One of China’s most important contemporary philosophers is a man named Zhao Tingyang at the Chinese Academy of Social Sciences, and Zhao Tingyang has this idea of tianxia tixi of a planetary order. And what he does is he asked the question: where did China come from? Early on, China was a whirlpool, a xuanwo that brought all of these different kinds of people into a shared identity. The one is many, the many (are) one, yiduo bufen. China produced a civilization that China describes itself as he’erbutong, harmony, not sameness. That all of this kind of diversity that is China, different languages, different ways of governance, different ways of celebrating the human experience that over this long history of China, the diversity has been activated to produce the Chinese culture. So we want to ask the question: if we’re looking for a minimalist morality, if we’re looking for a morality that can bring the world together, maybe we could find inspiration in what has happened here in China.
 
The Chinese concept of minimalist morality is xiao, is this idea of family reverence, is this idea of qinqing, of family feeling. What has maintained the integrity of this diverse population from generation to generation has been the commitment to family. Each generation has the capacity, has the responsibility to inherit the culture, to embody that culture. The physicality is the most obvious signal symbol of the transition from one generation to the next.

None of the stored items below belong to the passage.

PR #651, opened 2023-12-15
feat: add editorconfig

aakropotkin:
Adds `.editorconfig` file for `shfmt`.

### DIFF
--- a/.editorconfig
+++ b/.editorconfig
@@ -1,0 +1,87 @@
+# ============================================================================ #
+#
+# @file .editorconfig
+#
+# @brief Sets `shfmt' rules.
+#
+# See all properties at
+# [EditorConfig Properties](https://github.com/editorconfig/editorconfig/wiki/EditorConfig-Properties).
+#
+# They only allow a single newline separator.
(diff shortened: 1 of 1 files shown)


.editorconfig
```diff
@@ -0,0 +1,87 @@
...
+indent_size  = 2
+
+
+# ---------------------------------------------------------------------------- #
+
+# Python3
+# -------
+
+[*.py]
+indent_style = tab
```
zmitchell, line 79: Blocker: Since Python has significant whitespace it's always a good idea to use spaces in Python. Could you explain the intent here?

zmitchell (changes requested):

.editorconfig
zmitchell: If we ever have more than one or two Python files in the codebase we're likely to use a Python-specific formatter like `black`, so I would probably leave out the Python section entirely.

ysndr:
@aakropotkin ok to close this in favor of #652 ?

.editorconfig
aakropotkin: I thought Python had to use tabs. I can delete that block.

aakropotkin:
> @aakropotkin ok to close this in favor of #652 ?

yes

PR #652, opened 2023-12-15
ci: enable shfmt with custom config

ysndr:
* add editorconfig
* format shell files
* enable shfmt on commit hooks
* format all shell files


cli/tests/environment-pull.bats
```diff
@@ -63,32 +65,33 @@ function make_dummy_env() {
...
 
-  popd >/dev/null || return
+  popd > /dev/null || return
 }
 
 # simulate a dummy env update pushed to floxhub
 function update_dummy_env() {
-  OWNER="$1"; shift;
-  ENV_NAME="$1"; shift;
+  OWNER="$1"
```
zmitchell, line 73: Question: Is there a rule that will make this less ugly?

pkgdb/build-aux/changed-sources
```diff
@@ -35,120 +34,125 @@ OPTIONS
...
 # ---------------------------------------------------------------------------- #
 
 usage() {
-  if [[ "${1:-}" = "-f" ]]; then
-    echo "$_help_msg";
-  else
-    echo "$_usage_msg";
-  fi
+	if [[ "${1:-}" = "-f" ]]; then
+		echo "$_help_msg"
```
zmitchell, line 43: Suggestion: It looks like we need an indentation rule for scripts that don't end in `.sh`, this looks like it's using 4 spaces instead of 2.

pkgdb/build-aux/clang-tidy-to-json
```diff
@@ -29,140 +28,145 @@ OPTIONS
...
+		break
+		;;
+	-? | --*)
+		echo "$_as_me: Unrecognized option: '$1'" >&2
+		usage -f >&2
+		exit 1
+		;;
+	*)
+		if [[ -z "${_TARGET:-}" ]]; then
+			_TARGET="$1"
```
zmitchell, line 99: Suggestion: It also looks like the indentation rules need to be inspected in general because this is nuts.

pkgdb/tests/pathological.bats
```diff
@@ -10,275 +10,254 @@
...
 
-
 # ---------------------------------------------------------------------------- #
 
 @test "pkg4 has no 'broken' attr" {
-  run "$PKGDB_BIN" scrape --database "$DBPATH" "$TEST_HARNESS_FLAKE"  \
-                    packages "$NIX_SYSTEM";
-  assert_success;
+  run "$PKGDB_BIN" scrape --database "$DBPATH" "$TEST_HARNESS_FLAKE" \
+                    packages "$NIX_SYSTEM"
```
zmitchell, line 177: Question: Is there a rule for indentation after a line continuation that we can use?

zmitchell (changes requested):
There's a couple of weird indents I think because there's some scripts that don't have a `.sh` extension. I think we either need rules for those files, or those files need extensions so that the editorconfig file can apply to them.

ysndr:
We could change .sh to be interpreted as bash (rather than posix/sh) that _might_ help

pkgdb/build-aux/changed-sources
ysndr: this file is not recognized as a shell file (no .sh/.bash extension)

pkgdb/build-aux/clang-tidy-to-json
ysndr: also, not a shell file by extension

pkgdb/tests/pathological.bats
ysndr: the rule was `keep_padding`
i.e. keep manual indentiation in continued lines like this

ysndr:
I renamed `changed-sources{->.sh}` and `clang-tidy-to-json{->.sh}` to include them in the formatting.

aakropotkin (approved):

garbas:
I've removed it from the queue since commit would fail on master due to `nix-installers` being just renamed to `flox-installer`. This PR needs to come in first -> https://github.com/flox/flox/pull/671

I'll add this PR back to the queue right after that. No interaction needed.

PR #654, opened 2023-12-15
chore: remove defunct `async` on `Environment` methods

ysndr:
The `Environment` trait started off as async when it was calling `async` runix functions.
We have since transitioned to a more classical sync approach.
Since we're not using any async components in any implementation, this removes `async` coloring .

### DIFF
--- a/cli/flox-rust-sdk/src/models/environment/remote_environment.rs
+++ b/cli/flox-rust-sdk/src/models/environment/remote_environment.rs
@@ -95,17 +95,17 @@ impl RemoteEnvironment {
 #[async_trait]
 impl Environment for RemoteEnvironment {
     /// Build the environment and create a result link as gc-root
-    async fn build(&mut self, flox: &Flox) -> Result<(), EnvironmentError2> {
-        self.inner.build(flox).await
+    fn build(&mut self, flox: &Flox) -> Result<(), EnvironmentError2> {
+        self.inner.build(flox)
     }
 
     /// Install packages to the environment atomically
-    async fn install(
+    fn install(
         &mut self,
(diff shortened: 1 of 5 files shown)


cli/flox-rust-sdk/src/models/environment/remote_environment.rs
```diff
@@ -95,17 +95,17 @@ impl RemoteEnvironment {
 #[async_trait]
```
zmitchell, line 95: Do we still need this?

zmitchell (changes requested):

cli/flox-rust-sdk/src/models/environment/remote_environment.rs
ysndr: Yeah we have the catalog method 
Though we ain't using it
Should just remove it tbh

zmitchell: I would just remove it if we aren't using it

zmitchell: Catalogs are getting an overhaul anyway, we don't know what the implementation is going to look like, and we can always do a `spawn_blocking` if we have one async block to execute.

ysndr: yeah i didnt keep it in for any reason, rahter for not having an excuse to delete it :D
this might be it now...

ysndr: removed

mkenigs (approved):

Issue #653, opened 2023-12-15
flox show/search doesn't work with dots


ghudgins:
STR:
* `flox show python311Packages.pip`

Result: no results
Expected: results

STR:
* `flox search python311Packages.pip`

Result: no results
Expected: results

zmitchell:
Probably the same root cause for https://github.com/flox/flox/issues/596

ghudgins:
LGTM

Issue #596, opened 2023-12-11
`flox search` doesn't return results for rubyPackages


zmitchell:
The `rubyPackages` package sets are properly scraped and can be seen in the database if manually inspected, but an invocation of `flox search` currently doesn't return results for packages in these package sets.

```
$ flox search rubyPackages_3_2.rails
ERROR: No packages matched this search term: rubyPackages_3_2.rails
```

ghudgins:
LGTM

PR #656, opened 2023-12-15
fix: searches handle terms containing dots

zmitchell:
## Proposed Changes

Properly handles search terms containing `.` (e.g. nested packages) by populating `PkgQueryArgs.relPath` when the search term is a relative path. Previously these search terms were populating the `PkgQueryArgs.partial{Name}Match` fields, and returning no results for packages in the `python3*Packages` and `rubyPackages` package sets.

Addresses #653, #596

## Release Notes

Users should be able to search for nested packages again.

### DIFF
--- a/Justfile
+++ b/Justfile
@@ -32,6 +32,10 @@ cargo_test_invocation := "PKGDB_BIN=${PKGDB_BIN} cargo test --workspace"
 
 # ---------------------------------------------------------------------------- #
 
+# Build the compilation database
+build-cdb:
+    @make -C pkgdb -j -s cdb
+
 # Build only pkgdb
 @build-pkgdb:
     make -C pkgdb -j;
@@ -114,6 +118,12 @@ test-all: test-pkgdb impure-tests integ-tests functional-tests
     pushd cli;                                     \
      cargo metadata --format-version 1              \
        |jq -r '.packages[]|[.name,.license]|@csv';
+
+# ---------------------------------------------------------------------------- #
+
+# Run a `flox` command
+@flox +args="": build
+    cli/target/debug/flox {{args}}
 
 
 # ---------------------------------------------------------------------------- #
--- a/pkgdb/src/search/params.cc
+++ b/pkgdb/src/search/params.cc
@@ -134,13 +134,26 @@ pkgdb::PkgQueryArgs &
 SearchQuery::fillPkgQueryArgs( pkgdb::PkgQueryArgs & pqa ) const
 {
   /* XXX: DOES NOT CLEAR FIRST! We are called after global preferences. */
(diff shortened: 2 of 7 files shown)


ghudgins:
verified on the branch. works for me now

Justfile
```diff
@@ -118,18 +122,9 @@ license:
...
-    @pushd pkgdb; make -j -s cdb; popd
-    @if [ ! -f {{vscode_cpp_config}} ]; \
-        then echo "{}" > {{vscode_cpp_config}}; \
-        fi
-    @echo $(jq '.configurations.cppStandard = "c++20"' {{vscode_cpp_config}}) \
-        > {{vscode_cpp_config}};
-    @echo $(jq \
-        '.configurations.compileCommands = \
-        "${workspaceFolder}/pkgdb/compile_commands.json"' \
-        {{vscode_cpp_config}}) > {{vscode_cpp_config}}
```
ysndr, line 132: was this removed intentionally?

pkgdb/src/search/params.cc
```diff
@@ -134,13 +134,26 @@ pkgdb::PkgQueryArgs &
...
+  pqa.version = this->version;
+  pqa.semver  = this->semver;
+  // These will both write to `path`, so only one of them can be present,
+  // which is the same invariant that we already put in place on the `flox`
+  // side.
+  if ( this->partialMatch.has_value() )
+    {
+      AttrPath path = splitAttrPath( *this->partialMatch );
+      if ( path.size() > 1 ) { pqa.relPath = path; }
+      else { pqa.partialMatch = this->partialMatch; }
```
ysndr, line 148: Is there a chance where we have a partial match **and** a `path.size > 1` or should `partialMatch` always be set?

Same question wrt `partialNameMatch`

ysndr (approved):
Just some question, you'll know if they need further work

Justfile
zmitchell: Yeah, I never got it working reliably

pkgdb/src/search/params.cc
zmitchell: There's no `path` query parameter, so we're always going to get relative paths sent via these parameters (if a relative path is sent at all). Anything that has more than one component is considered to be a relative path instead of some kind of match on the name. So, in short, we're explicitly saying "no, you can't have a `partial(Name)Match` on anything with more than one component."

zmitchell:
Had to rebase so I'll need another approval

pkgdb/src/search/params.cc
ysndr: Got it maybe a comment for the uninitiated?

mkenigs (approved):

PR #657, opened 2023-12-15
feat: refresh global registry every 24 hours

zmitchell:
## Proposed Changes

Changes the TTL on downloaded tarballs, namely `nixpkgs`, to be fresh for 24 hours rather than 1 hour. This prevents the global registry from being invalidated every hour and should result in fewer package database rebuilds.

## Release Notes

Users should have to rebuild the search index much less often.

### DIFF
--- a/pkgdb/src/nix-state.cc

But the language, the culture, the music, the technologies are also passed from generation to generation, so the living tradition is inherited by a tradition, is studied and understood by the tradition, is expanded upon in commentary, and is used to address the pressing issues of the time. When the hair grows white, the living tradition is passed on to the next generation. This idea of family as being the conduit through which a living tradition passes from generation to generation. It’s really a lesson that can be learned from this Chinese experience. 
 
The Chinese conception of the political is an isomorphism between family, country, and planetary order, between jia, guo, tianxia tonggou. This kind of isomorphism among these three forums in which we organize the human experience. And so, when I travel around the world, I talk about this prime moral imperative in the Chinese tradition, this notion of xiao, sometimes translated filial piety, but family reverence is probably a better translation. It’s the commitment to family. Michael Walzer’s own response to the need for a minimalist morality is a garden variety version of justice, but justice is a concept. I think what we need is not a concept, but a consensus. The word consensus, “con-” means to bring together, and “sensus,” in Latin, means feeling. And so can we find a human consensus around this idea of family? 
 
What I’m saying is not that we should take this Confucian morality and carry it to Italy or Uganda, and persuade Italians and Ugandans that they, too, should follow this Confucian model. What I’m arguing is that Italians feel very strongly about family; Ugandans feel very strongly about family. Maybe the Chinese culture, having endured for so long, can be an inspiration for us to look at ourselves and to ask, in our own world what is the highest value, what is the most important human institution, what is the one thing that can bring the world together. My argument comes out of this. Confucian tradition would be that it is the institution of family. Whatever a government can do, it cannot replace the role that the family has in education, in social welfare, in responsibility, in human flourishing. Family is the bottom line in the human experience. Perhaps, we can take advantage of this consensus around family feeling in looking for the minimalist morality that can bring the world together.  
 
Roger T. Ames is an American Sinologist and professor of philosophy at Peking University. This article was edited from his video speech submitted to the forum.